When I first went to India, I was conscious I was a stranger because people seemed to be looking at me. My mannerisms and colour were so different and people seemed to stare at me but it doesn’t worry me a bit. I was traveling in a train with a local companion when I noticed a man observing me. Then he asked me a strange question, “Excuse me, are you an Indian or a foreigner? Your colour is of such but your mannerism is of India.” I was glad he said that because subconsciously I was gaining the mannerisms of India. I had just absorbed those mannerisms over the years. Wouldn’t it be sad if we accepted the ways of the world or absorbed the mannerisms and the ways of the world and ceased to be strangers and pilgrims?

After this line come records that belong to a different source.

PR #207, opened 2020-06-06
Rework channel related subtags

HunteRoi:
Make the BBTag API more consistent by flattening the subtags related to channels so that they act like subtags related to users and roles.

_This PR closes [feedback #551](https://blargbot.xyz/feedback/recEqELlWbyUsfv3E )._

---

**Added**
- Add `bu.getChannel` → 0e2cc87
- Add `Context.getChannel` internally using `bu.getChannel` based on the context → 0e2cc87 & 3fbed96

**Changed**
- Make `TagBuilder.util.parseChannel` asynchronous to use `context.getChannel` → 0e2cc87 & 3fbed96
- Use the asynchronous version of `Builder.util.parseChannel` in the dependent modules → 464ef56 & db734a8
- Apply DRY principle in some subtags by using `TagBuilder.withProp` → 464ef56
- Support `suppresslookup` from the context's scope → eacfd50

**Removed**
- Stop relying on `bu.parseChannel` → db734a8


HunteRoi:
@Ratismal I haven't tested anything. Also I haven't edited all JSDoc at the top of all files. You should consider removing them, they're not that much relevant, are they ?

src/structures/TagBuilder.js
```diff
@@ -257,13 +257,13 @@ TagBuilder.util = {
     error(subtag, context, message) {
         return bbEngine.addError(subtag, context, message);
     },
-    parseChannel(context, channelId) {
+    async parseChannel(context, channelId, args = { quiet: true, supppress: false }) {
         let channel = context.channel;
         if (channel.id !== channelId) {
             if (!/([0-9]{17,23})/.test(channelId))
```
RagingLink, line 263: This line checks if the channelId is either a mention or an ID, if not returns `Channel not found`, while context.getChannel does provide support for channelnames. Shouldn't it be changed to check if it's an ID, and if so set `channelId` to the matched string instead of the error?

src/tags/channelcategory.js
```diff
@@ -20,9 +20,11 @@ module.exports =
         )
         .whenArgs(0, async (_, context) => (context.channel.parentID || ''))
         .whenArgs('1-2', async (subtag, context, args) => {
-            let channel = Builder.util.parseChannel(context, args[0]);
             let quiet = bu.isBoolean(context.scope.quiet) ? context.scope.quiet : !!args[1];
-            if (typeof channel === 'function') return quiet ? '' : channel(subtag, context);
+            let channel = await Builder.util.parseChannel(context, args[0], quiet);
```
RagingLink, line 24: In this you pass a Boolean as the `args` parameter of `.parseChannel()`. An object with the quiet property should be passed instead to avoid errors to do with trying to set properties of a Boolean value in `context.getChannel()`. Could be changed to `{quiet}`.

src/tags/channeliscategory.js
```diff
@@ -20,11 +20,11 @@ module.exports =
         )
         .whenArgs(0, Builder.errors.notEnoughArguments)
         .whenArgs('1-2', async function (subtag, context, args) {
-            let channel = Builder.util.parseChannel(context, args[0]);
-
             let quiet = bu.isBoolean(context.scope.quiet) ? context.scope.quiet : !!args[1];
-            if (typeof channel === 'function') return quiet ? false : channel(subtag, context);
+            let channel = await Builder.util.parseChannel(context, args[0], quiet);
```
RagingLink, line 24: Same thing for this quiet

src/tags/channelisnsfw.js
```diff
@@ -19,15 +19,13 @@ module.exports =
             'fluffy bunnies'
         )
         .whenArgs('0-2', async function (subtag, context, args) {
-            let channel = context.channel;
-            if (args[0])
-                channel = bu.parseChannel(args[0], true);
-
             let quiet = bu.isBoolean(context.scope.quiet) ? context.scope.quiet : !!args[1];
+            let channel = context.channel;
+            if (args[0]) channel = await Builder.util.parseChannel(context, args[0], quiet);
```
RagingLink, line 24: And this quiet

src/tags/channelistext.js
```diff
@@ -19,12 +19,12 @@ module.exports =
             'nope'
         )
         .whenArgs('0-2', async function (subtag, context, args) {
-            let channel = context.channel;
-            if (args[0]) channel = Builder.util.parseChannel(context, args[0]);
-
             let quiet = bu.isBoolean(context.scope.quiet) ? context.scope.quiet : !!args[1];
-            if (typeof channel === 'function') return quiet ? false : channel(subtag, context);
+            let channel = context.channel;
+            if (args[0]) channel = await Builder.util.parseChannel(context, args[0], quiet);
```
RagingLink, line 24: This quiet too

src/tags/channelisvoice.js
```diff
@@ -19,12 +19,12 @@ module.exports =
             'nope'
         )
         .whenArgs('0-2', async function (subtag, context, args) {
-            let channel = context.channel;
-            if (args[0]) channel = Builder.util.parseChannel(context, args[0]);
-
             let quiet = bu.isBoolean(context.scope.quiet) ? context.scope.quiet : !!args[1];
-            if (typeof channel === 'function') return quiet ? false : channel(subtag, context);
+            let channel = context.channel;
+            if (args[0]) channel = await Builder.util.parseChannel(context, args[0], quiet);
```
RagingLink, line 24: Don't forget this quiet

src/tags/channelname.js
```diff
@@ -20,9 +20,10 @@ module.exports =
         )
         .whenArgs(0, async (_, context) => context.channel.name)
         .whenArgs('1-2', async (subtag, context, args) => {
-            let channel = Builder.util.parseChannel(context, args[0]);
             let quiet = bu.isBoolean(context.scope.quiet) ? context.scope.quiet : !!args[1];
-            if (typeof channel === 'function') return quiet ? '' : channel(subtag, context);
+            let channel = await Builder.util.parseChannel(context, args[0], quiet);
```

Every time I go back I see deterioration and I don’t see a lot of improvements – I am talking about the world, not God’s children.

 

When I left New Zealand over 40 years ago things that we wouldn’t even whisper about are talked about and accepted. But friends, we are glad we aren’t part of this world. What God says is wrong is still wrong. We don’t want to absorb or be affected by the thinking of the people of this world. We go by what God’s word shows and we accept it: that’s what is right as far as God was concerned. These things were and are an abomination to the Lord and we want no part of it.

 

I remember some years ago when my Mother was alive and a lady came down to see us and talked about a baby being born and Mother didn’t show any enthusiasm which I thought was a bit strange. Well this lady was going on and on about this grandson who had been born but Mother was not moved. So later on I said, “Mother, you didn’t seem interested in what she had to say.” And she said, “Why should I? This girl is not even married.” And I got a jolt! That’s the way of the world and this lady was proud of it but we don’t want to be part of immorality, we are living for something better.

 

“Live above the gloom and darkness and walk in God’s eternal light.” Those people who are honest will see something in us, so may we carry on in our pilgrimage journey. It’s always a joy the first day of a Convention, but when the last day comes I always feel a touch of sadness. We have to leave this beautiful setting, but that’s God’s plan. Wonderful if along our pilgrimage journey, we get rest at the stopping places and a vision of the home land. Like the little donkey journeying home and getting weary climbing up the hill. The owner took him to the top of the hill and took the load off his back and he had a vision of the home land. We can have a vision of the homeland as we bow our shoulders again.